The physical land type on the earth's surface is indicated by the land cover, which includes forest, agriculture, water bodies etc. An alteration to the Earth's surface caused by human activity is called a land use /land cover (LU/LC) change. Human being shifts from rural areas to city for better education, good health facilities, employment and comfortable living. This process of shifting leads to urbanization. This urbanization has resulted negative effects on society, the economy, and the environment [1]. So it is very important for academics and policymakers worldwide to monitor and reduce the negative consequences of LU/LC changes for several management and scheduling tasks [2].
Land cover classification is essential for identifying changes, planning for urbanisation, mapping and observing the distribution of land cover on the surface of the globe [3]. Machine learning classifier that gives highest accuracy is always in demand in order to get accurate land use land cover classification of hysperctral remote sensing data. In recent time, web based powerful user friendly and open source cloud computing tool such as Google earth engine (GEE) is widely used for reliable land cover classification of LANDSAT data. In recent times, GEE and machine learning algorithms have gained appeal in a variety of satellite data applications, including LU/LC categorization, deforestation, drought, agricultural monitoring, hydrology and land cover mapping and monitoring, and environmental protection [4]. Users of GEE can assess all publicly accessible, large volumes of LANDSAT and SENTINEL data without needing to download it to their personal computer [5].
In remote sensing land cover classification, random forest is the most popular algorithm [6]. Random Forest is a non-parametric machine learning classifier that can be used to classify heterogeneous areas.

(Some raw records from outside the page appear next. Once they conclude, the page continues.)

PR #1580, opened 2017-11-02
BF: #1578 wx Phoenix showStartupTips

Schubisu:
I have scanned the psychopy code for old wx API calls just using a grep loop. I checked for all occurrences; apparently all calls have been wrapped in version query if-statements already, except the one that caused my segfault.

Nevertheless, I have replaced all occurrences of `if wx.version() > "some_version_string"` with `StrictVersion` comparisons, the used version strings have not been altered in most cases. Here's the list of occurrences that I have checked:

``` {org}
#+seq_todo: TODO | DONE NOT-APPLICABLE

* wx.AboutBox [1/1]
** DONE psychopy/psychopy/app/_psychopyApp.py:            showAbout = wx.AboutBox
   CLOSED: [2017-11-01 Wed 21:53]

* wx.AboutDialogInfo [1/1]
** DONE psychopy/psychopy/app/_psychopyApp.py:            info = wx.AboutDialogInfo()
   CLOSED: [2017-11-01 Wed 21:53]

* wx.CreateFileTipProvider [1/1]
** DONE psychopy/psychopy/app/_psychopyApp.py:            tp = wx.CreateFileTipProvider(tipFile, tipIndex)
   CLOSED: [2017-11-01 Wed 21:53]

* wx.ShowTip [1/1]
** DONE psychopy/psychopy/app/_psychopyApp.py:            showTip = wx.ShowTip(None, tp)
   CLOSED: [2017-11-01 Wed 21:53]

* wx.EmptyImage [1/1]
** DONE psychopy/psychopy/app/builder/components/__init__.py:        image = wx.EmptyImage(pil.size[0], pil.size[1])
   CLOSED: [2017-11-01 Wed 21:57]

* wx.GetDefaultPyEncoding [1/1]
** DONE psychopy/psychopy/app/coder/introspect.py:            command = command.encode(wx.GetDefaultPyEncoding())
   CLOSED: [2017-11-01 Wed 22:06]

* wx.PySimpleApp [10/10]
** DONE psychopy/psychopy/tests/test_app/test_builder/test_components.py:                tmpApp = wx.PySimpleApp()
   CLOSED: [2017-11-01 Wed 22:10]
** DONE psychopy/psychopy/tests/test_app/test_builder/genComponsTemplate.py:    tmpApp = wx.PySimpleApp()
   CLOSED: [2017-11-01 Wed 22:11]
[...]

Issue #1578, opened 2017-10-27
Segmentation fault on startup when showStartupTips = True


Schubisu:
I'm getting a segmentation fault (core dumped) when starting psychopyApp.py **only with `showStartupTips = True`** in my `.psychopy2/userPrefs.cfg`. I'm not sure if this is gtk related, before removing my .psychopy2 folder, I also received the message
`Gtk-CRITICAL **: gtk_box_gadget_distribute: assertion 'size >= 0'`

I'm using the latest version of the git master branch on Manjaro Linux (gtk 3.22.24) installed in a virtual environment with pip.

This is the backtrace from gdb:

```
Error in sys.exitfunc:

Thread 1 "python" received signal SIGSEGV, Segmentation fault.
0x0000000000000030 in ?? ()
(gdb) backtrace
#0  0x0000000000000030 in  ()
#1  0x00007ffff0dc8a45 in wxEvtHandler::Unlink() () at /usr/lib/libwx_baseu-3.0.so.0
#2  0x00007ffff0dc9a23 in wxEvtHandler::~wxEvtHandler() () at /usr/lib/libwx_baseu-3.0.so.0
#3  0x00007fffb968686f in sipwxAuiManager::~sipwxAuiManager() (this=0x2e59230, __in_chrg=<optimized out>) at ../../../../sip/cpp/sip_auiwxAuiManager.cpp:67
#4  0x00007fffb968688a in sipwxAuiManager::~sipwxAuiManager() (this=0x2e59230, __in_chrg=<optimized out>) at ../../../../sip/cpp/sip_auiwxAuiManager.cpp:70
#5  0x00007fffb9689688 in release_wxAuiManager(void*, int) (sipCppV=0x2e59230, sipIsDerived=2) at ../../../../sip/cpp/sip_auiwxAuiManager.cpp:1312
#6  0x00007fffb968976f in dealloc_wxAuiManager(sipSimpleWrapper*) (sipSelf=0x7fffb81d80e8)
    at ../../../../sip/cpp/sip_auiwxAuiManager.cpp:1328
#7  0x00007fffe70a45ea in forgetObject (sw=0x7fffb81d80e8)
    at ../../../../sip/siplib/siplib.c:11711
#8  0x00007fffe70a3e96 in sipWrapper_dealloc (self=0x7fffb81d80e8)
    at ../../../../sip/siplib/siplib.c:11274
[...]

PR #1581, opened 2017-11-02
BF/RF: #1578 wx version checks

Schubisu:
I have refactored [my previous PR](https://github.com/psychopy/psychopy/pull/1580) and dropped the `StrictVersion` version checks in favour of `pkg_resources.parse_version` comparisons.

### DIFF
--- a/psychopy/app/_psychopyApp.py
+++ b/psychopy/app/_psychopyApp.py
@@ -22,9 +22,9 @@ if not hasattr(sys, 'frozen'):
     if haveWxVersion:
         wxversion.ensureMinimal('2.8')  # because this version has agw
 import wx
-if parse_version(wx.__version__) < parse_version('4.0a1'):
+try:
     from agw import advancedsplash as AS
-else:
+except ImportError:  # if it's not there locally, try the wxPython lib.
     import wx.lib.agw.advancedsplash as AS
 
 """ Aug 2017: for now we want to turn off warning for AddSimpleTool
--- a/psychopy/app/_psychopyApp.py
+++ b/psychopy/app/_psychopyApp.py
@@ -316,7 +316,7 @@ class PsychoPyApp(wx.App):
             tipFile = os.path.join(
                 self.prefs.paths['resources'], _translate("tips.txt"))
             tipIndex = self.prefs.appData['tipIndex']
-            if parse_version(wx.__version__) >= parse_version('4.0a1'):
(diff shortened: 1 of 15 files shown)


peircej:
I think this must be an issue with line 81 in `psychopy/app/builder/flow.py`
I think it must be incorrectly treating the test version (wx2.8gtk) as being wx 4, and therefore the call to the rounded rect is incorrect, but I don't know why your new use of __version__ isn't working to show that this is less than 4

peircej:
I *wonder* whether wx in version 2.8 required us to use `version()` instead of `__version__`. I'm sure that was true at one point or we would have used `__version__` all along. But I don't know when they started allowing __version__ as well

hoechenberger:
> I wonder whether wx in version 2.8 required us to use `version()` instead of `__version__`.

Good point, I do remember something similar, too!

Schubisu:
Ah, okay. I will try to find out in detail and correct that. I think a version check with `parse_version` is still safer than string comparison, if done correctly ;)
But this doesn't explain why the Python 3 test fails, does it? To me, the error seems completely unrelated to the edited files.

hoechenberger:
> But this doesn't explain why the Python 3 test fails, does it? To me, the error seems completely unrelated to the edited files.

They Py3 tests never passed so far, no need to worry about them just now.

hoechenberger:
>> I wonder whether wx in version 2.8 required us to use version() instead of __version__.

> Good point, I do remember something similar, too!

Sorry, I was mistaken. Confused that with `pyglet`. Our current Travis setup actually does:
```
$ python -c 'import wx; print(wx.__version__)'
2.8.12.1
```
So using `__version__` should be the correct approach.

hoechenberger:
FWIW, I've added wxPython 4 on Python 2.7 to our test environment: #1585

peircej:
Thanks for your perseverance on this and for getting it ultimately to work. It looks like the problem was the use of "4." rather than a longer (valid) version. "4.0" is apparently OK:

```
>>> p = parse_version
>>> p('2.8.1.0')<p('4.')
False
>>> p('2.8.1.0')<p('4.0')
True
```

Schubisu:
Yes, I realized that too late. I've choosen the `'4.'` notation because `parse_version('4.0') > parse_version('4.0.0a1') is True` and I thought it would cover all these cases. But apparently it doesn't work at all so the explicit way should be the safest.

The number of trees (m-tree) and the number of split variables (n-tree) are the only two input parameters that must be chosen by the user, making RF a straightforward classifier to use [7]. Several studies have discovered that the accuracy of conventional land cover classification systems suffers from a number of limitations [8, 9]. Numerous investigations have revealed that among the six different machine learning classifiers, RF and SVM have the highest overall accuracy [7].

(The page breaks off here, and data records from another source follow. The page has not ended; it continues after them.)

PR #1582, opened 2017-11-02
BF for ioHub's calls to tables. Most calls were already fixed, but tw…

dantheman39:
BF for ioHub's calls to tables. Most calls were already fixed, but two were missed: _f_get_child in __init__.py and read_where in util.py

Please note that I can't get ioHub working on my machine for unrelated reasons, so I would appreciate someone checking my work. The changes are few.

### DIFF
--- a/psychopy/iohub/datastore/__init__.py
+++ b/psychopy/iohub/datastore/__init__.py
@@ -16,12 +16,12 @@ if parse_version(tables.__version__) < parse_version('3'):
     from tables import openFile as open_file
     create_table = "createTable"
     create_group = "createGroup"
-	_f_get_child = "_f_getChild"
+    _f_get_child = "_f_getChild"
 else:
     from tables import open_file
     create_table = "create_table"
     create_group = "create_group"
-	_f_get_child = "_f_get_child"
+    _f_get_child = "_f_get_child"
 
 
 """
--- a/psychopy/iohub/datastore/__init__.py
+++ b/psychopy/iohub/datastore/__init__.py
@@ -16,10 +16,12 @@ if parse_version(tables.__version__) < parse_version('3'):
     from tables import openFile as open_file
     create_table = "createTable"
     create_group = "createGroup"
+	_f_get_child = "_f_getChild"
 else:
     from tables import open_file
     create_table = "create_table"
     create_group = "create_group"
+	_f_get_child = "_f_get_child"
 
 
 """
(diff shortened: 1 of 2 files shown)


hoechenberger:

Geographic information systems (GIS) and remote sensing (RS) give crucial tools in providing precise and up-to-date LU/LC data as well as analysing patterns in a study area [8]. Nainital, a district of Uttarakhand State, India has experienced considerable built-up growth during the past 20 years after forming a new state, Uttarakhand in 2000. Due to this, urban sprawl has occurred, with detrimental social, economic, and environmental effects [1]. Therefore, it is crucial for policymakers to examine LULC changes in the past and present in order to understand the factors that contribute to environmental changes and to consider potential remedial action [10].
The Cellular automata (CA)-Markov model has been used in a number of studies to anticipate past and present land cover changes, which helps land use planners and policy makers make decisions about potential land use concerns such as changes in ecosystems, urbanization, environmental and risk assessment [10, 11, 12, 13, 14, 15]. Therefore, it is crucial for decision makers to examine land use land cover changes in the present past and future in order to understand the factors that contribute to environmental changes and to corrective action for [10].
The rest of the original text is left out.